Now she has plenty of calcium, and a vitamin supplement with D3 in her water so hopefully no repeat of the Egg Binding, but quite clearly the hormone reduction I've been using to date isn't working, which mostly has consisted of 12-14 hour nights and disrupting her routine, I'm guessing either her cover isn't dark enough or theres too much noise disturbance in my room.

So I'm going to get more drastic now, shes going in the spare bedroom at night for the next week or more (new place to stress her a lil) which when the blind is down is virtually pitch black and very quiet with no one going in there and nothing making any noise (so should be good for 14 hours without much disturbance), There is now also just a bare tray in the bottom of her cage as opposed to newspaper to show her it's not a nest and I've put a toy in the corner she normally puts the eggs, though I've left the 4 eggs in for now, but in the centre of the cage.

Is there anything more I can do or anyone have any extra tips ?, clearly laying eggs with such regularity is not good long term, I read that reducing her food is good so she knows there isn't enough for babies, but I'm wary of giving her too little at the same time so haven't done that, can anyone say what's a good amount in this situation ?.


----------



## roxy culver (May 27, 2010)

What's her diet like? Limit the amount of soft foods she gets, because that will make her think she wont have enough to feed her "babies." The spare room sounds like a great idea, hopefully it works!


----------



## david2905 (Jun 27, 2012)

Generally seed and the occasional fruit as a treat like Apple but that's easy enough to cut out.

I know it' too late to stop what I guess is a second clutch, but hopefully afterwards that will be the end of it for a good while, I'll keep you guys posted


----------



## roxy culver (May 27, 2010)

Once you have her stopped in the laying area, it would be a good idea to change her diet and add fresh veggies to her diet. Pellets along with seeds are good idea too, especially if she lays a lot.


----------



## david2905 (Jun 27, 2012)

Just to give an update, just looks at though there are 2 eggs in this clutch as opposed to 3 in the first, I did wonder if she was straining for a 3rd on Sunday, but as she had just had a spray wash, I think she was complaining it was a little chilly once the water cooled, certainly she hasn't strained since so I presume a false alarm.

Just coming up to a week of the longer night/spare bedroom tactics, It's working so far in this she hasn't got into the bother she did first time round at least, though she is putting up a bit of resistance, taking occasional interest in her eggs still and even resorting to dragging the toy out the way i put in her corner to discourage her :blush: shes definetly got a character about her.

I think another week of the treatment would be a good idea, although it's having an effect, I don't think we're fully there yet.

Thanks for everyone's help on this thread, I would of been totally lost the last 6 weeks without this forum.


----------



## roxy culver (May 27, 2010)

> I think another week of the treatment would be a good idea, although it's having an effect, I don't think we're fully there yet.

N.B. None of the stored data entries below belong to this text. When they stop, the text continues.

PR #303, opened 2022-12-10
testsuite: stop all queues with --all option

chu11:
Problem: flux-core PR 4776 added the ability for queues to be individually started and stopped.  As an update, starting/stopping all queues with the `flux queue` command now requires the --all option to be specified, otherwise a warning is output.

To avoid the warning, update all callers to specify --all when multiple queues are started or stopped.

This is similar to https://github.com/flux-framework/flux-sched/pull/992

***This should not be merged until https://github.com/flux-framework/flux-core/pull/4776 is merged***

PR #304, opened 2022-12-12
NEWS: add release notes for `v0.21.0`

cmoussa1:
After the added feature in #299 and the fixes proposed by @chu11 in #302 and #303, I think it's definitely worth tagging and releasing a new version of flux-accounting. This PR adds release notes for `v0.21.0`.

This PR should not be merged until after #303 has been merged.

Once this lands, I'll create an annotated tag with the following command:

```console
git tag -a v0.21.0 -m "Tag v0.21.0" && git push upstream v0.21.0
```

### DIFF
--- a/NEWS.md
+++ b/NEWS.md
@@ -1,3 +1,16 @@
+flux-accounting version 0.21.0 - 2022-12-12
+-------------------------------------------
+
+#### Features
+
+* Add ability to edit the parent bank of a bank (#299)
+
+#### Testsuite
+
+* Do not assume queues default to stopped (#302)
+
+* Stop all queues with `--all` option (#303)
+
 flux-accounting version 0.20.1 - 2022-10-05
 -------------------------------------------
 


NEWS.md
```diff
@@ -1,3 +1,14 @@
+flux-accounting version 0.21.0 - 2022-12-12
+-------------------------------------------
+
+#### Fixes
+
+* Specify `--all` option to `flux queue stop` in rc1 and sharness tests (#303)
```
grondo, line 6: It might be better to just use the verbatim title from the PR:

>  * testsuite: stop all queues with --all option (#303)

Also an entry is missing for #302 
>  * testsuite: do not assume queues default to stopped (#302)

Since these are both testsuite-only fixes, you may want to list them under `#### Testsuite`, and likely after new Features since the new Features are most important (I leave that up to you though)

cmoussa1: Thanks, I really like that suggestion. Sorry about missing the other PR! I just force-pushed a fix to add the other fix for #302, as well as move both of these to a separate `#### Testsuite` section under the `#### Features` section.

grondo (approved):
LGTM!

NEWS.md
grondo: We have a script in `flux-core` that can help you generate release notes, e.g.

```
 grondo@asp:~/git/flux-accounting$ ../flux-core.git/src/test/relnotes.sh 
Changes since v0.20.1:
 * edit-bank: add ability to edit parent bank (#299)
 * testsuite: do not assume queues default to stopped (#302)
 * github: change Ubuntu version for python-lint check (#300)
 * add-user: add bank validation (#277)
```

In case it ever comes in useful!

cmoussa1: Oh awesome! I had no idea. I'll definitely have to steal this for future releases ;)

To keep her from laying again, you need to continue to do the hormone reduction techniques for the rest of her life. Just doing two weeks then going back to the regular routine will only stop her for a bit, she'll get hormonal again and lay. My birds are so used to this that they only lay when I make the conditions right for them to do so. 

Glad she hasn't laid again!!


----------



## tielfan (Aug 31, 2008)

> you need to continue to do the hormone reduction techniques for the rest of her life.


You may find that it's a seasonal issue, where you need to use hormone control in the spring and summer but not in the fall and winter.


----------



## Bird Junky (Jul 24, 2012)

david2905 said:


> Hi guys.
> 
> You might remember my last posts a few months ago where I wasn't sure if Trevor was a male or female.
> 
> ...


The advice given for the further prevention of any egg laying, entails a 
trip to the vet for anti hormonal injections. Plus some disruption such 
as, shorter daylight hours, a lowering of the protein level of her diet & 
a re-arrangement of her environment, (cage) to simulate the migration 
flights taken during the none breeding period. Unfortunately these 
changes take several days to have any effect & eggs may continue to 
be laid. There is always the hen which will lay despite all efforts to
dissuade her.....B.J.


----------



## david2905 (Jun 27, 2012)

Bird Junky said:


> There is always the hen which will lay despite all efforts to dissuade her


Afraid it looks like that's the case as I found another egg when I got her up this morning, I've tried almost all of the suggestions recommended, but they don't appear to be working 

Any suggestions ?, even the drastic change of enviroment, with longer nights and less comfortable conditions for laying doesn't appear to be working, tempted to book her into the vets next week to see what he says about it as it appears to be outside my control the way it's going.


----------



## ~SarahJayne~ (Oct 14, 2012)

I remember hearing somewhere on the forum that a series of Lupron shots can be used to help prevent egg laying, so that might be something to ask the vet about. Munchkin hasn't layed any eggs so far (knock on wood) so I'm afraid I don't have any personal experience to offer. I hope everything works out.


----------



## roxy culver (May 27, 2010)

I would definitely ask the vet about lurpon shots only because it doesn't sound like a change in environment is working. How long has she been on the hormone reduction? It takes about two weeks to take affect. If she's still trying to lay after that, I would try 24hrs of light. This means light on at all times, no dark at all. She'll still sleep, but its going to throw her off and make her feel unsafe about laying eggs (at least that's the idea behind it.)


----------



## david2905 (Jun 27, 2012)

Thanks for that Roxy, I initially started the hormone reduction after the first clutch (about 6 weeks ago now) and then got more drastic with it with the spare bedroom and less safe enviroment after the second clutch which is about 3 weeks ago now, she just laid the second egg of the third clutch not 10 mins ago so she seems to be doing a clutch roughly every 3 weeks.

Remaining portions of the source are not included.